**What this task involves**. Copy each entry exactly, leaving nothing out.

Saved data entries
PR #3348, opened 2025-02-04
Revert "[WIN] Fix HTTP Error 404: Not Found"

anmyachev:
The tests in https://github.com/intel/intel-xpu-backend-for-triton/blob/main/python/test/unit/language/test_compile_only.py require nvidia dependencies, but Windows doesn't have them, so the tests fail.

### DIFF
--- a/python/setup.py
+++ b/python/setup.py
@@ -318,8 +318,8 @@ def download_and_copy(name, src_func, dst_path, variable, version, url_func):
     system = platform.system()
     arch = platform.machine()
     # NOTE: This might be wrong for jetson if both grace chips and jetson chips return aarch64
-    arch = {"arm64": "sbsa", "aarch64": "sbsa"}.get(arch, arch)
-    supported = {"Linux": "linux", "Darwin": "linux", "Windows": "win"}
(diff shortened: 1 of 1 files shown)


python/setup.py
```diff
@@ -318,9 +318,11 @@ def download_and_copy(name, src_func, dst_path, variable, version, url_func):
     system = platform.system()
     arch = platform.machine()
     # NOTE: This might be wrong for jetson if both grace chips and jetson chips return aarch64
-    arch = {"arm64": "sbsa", "aarch64": "sbsa"}.get(arch, arch)
-    supported = {"Linux": "linux", "Darwin": "linux", "Windows": "win"}
+    arch = {"arm64": "sbsa", "aarch64": "sbsa", "AMD64": "x86_64"}.get(arch, arch)
```
whitneywhtsang, line 321: Why this change `"AMD64": "x86_64"` is needed?

whitneywhtsang (approved):

python/setup.py
anmyachev: On Windows: `platform.machine()=='AMD64'` and `x86_64` arch is the only one for windows: https://developer.download.nvidia.com/compute/cuda/redist/cuda_cupti/ or : https://developer.download.nvidia.com/compute/cuda/redist/cuda_nvcc/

**Solution**.
PR #3348, opened 2025-02-04
Revert "[WIN] Fix HTTP Error 404: Not Found"

anmyachev:
The tests in https://github.com/intel/intel-xpu-backend-for-triton/blob/main/python/test/unit/language/test_compile_only.py require nvidia dependencies, but Windows doesn't have them, so the tests fail.

### DIFF
--- a/python/setup.py
+++ b/python/setup.py
@@ -318,8 +318,8 @@ def download_and_copy(name, src_func, dst_path, variable, version, url_func):
     system = platform.system()
     arch = platform.machine()
     # NOTE: This might be wrong for jetson if both grace chips and jetson chips return aarch64
-    arch = {"arm64": "sbsa", "aarch64": "sbsa"}.get(arch, arch)
-    supported = {"Linux": "linux", "Darwin": "linux", "Windows": "win"}
(diff shortened: 1 of 1 files shown)


python/setup.py
```diff
@@ -318,9 +318,11 @@ def download_and_copy(name, src_func, dst_path, variable, version, url_func):
     system = platform.system()
     arch = platform.machine()
     # NOTE: This might be wrong for jetson if both grace chips and jetson chips return aarch64
-    arch = {"arm64": "sbsa", "aarch64": "sbsa"}.get(arch, arch)
-    supported = {"Linux": "linux", "Darwin": "linux", "Windows": "win"}
+    arch = {"arm64": "sbsa", "aarch64": "sbsa", "AMD64": "x86_64"}.get(arch, arch)
```
whitneywhtsang, line 321: Why this change `"AMD64": "x86_64"` is needed?

whitneywhtsang (approved):

python/setup.py
anmyachev: On Windows: `platform.machine()=='AMD64'` and `x86_64` arch is the only one for windows: https://developer.download.nvidia.com/compute/cuda/redist/cuda_cupti/ or : https://developer.download.nvidia.com/compute/cuda/redist/cuda_nvcc/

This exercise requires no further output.